Even if it hurts Eliot. This is all they have.
They’re using the same room in Brakebills, the same mirrors, the same table set-up in the middle. This is a room for saving people. A spell—not for saving people, but it seems to have that effect anyway.
“What do you want me to—” Q begins, just as Alice says, “Stay back while I get this ready.”
Margo turns to Q and raises one eyebrow. “Just stand there and look pretty.”
The Monster, Eliot’s body, is standing in the middle, with Alice. They’d lied to him. Margo’s idea. Not about the main purpose of the spell—that, soon, the Monster will have his own body, and Eliot will be out of his head—but what else the spell is going to do: leave the Monster in Eliot’s weak body, no more capable of fighting back than he is now.
It’s not like the Monster is the only one who doesn’t know what’s coming next. Q and Margo don’t care about consequences, they just jump in and hope for the best. All they care about is getting Eliot in his own body, the Monster out of his head. Not that Alice is bitter, but she doesn’t really know Eliot apart from the fact that her ex wants to fuck him, and she’s the only one who thought this through in any capacity. Which is what makes it even crazier that she’s going along with it, just to make them happy. It’s like the Eliot Lovers Club in this room, and Alice. And the Monster.

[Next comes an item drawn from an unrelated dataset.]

Issue #1742, opened 2026-03-12
Add detailed error message for type mismatches in generated extension properties


AndreiKingsley:
Inspired by #964.

Sometimes, after schema/property generation, the generated properties have incorrect types.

Sometimes she wishes she could go back to being a monster herself. She’d even settle for being Bitchy Alice full-time. Just so she could stop caring about these damn people, and the person they love.
So, the Monster and his Sister are unkillable.
So, the others are busy giving the Monster his own body, and god only knows what he’ll do with it.
So, she’s given a choice: to be human? Or to be a god?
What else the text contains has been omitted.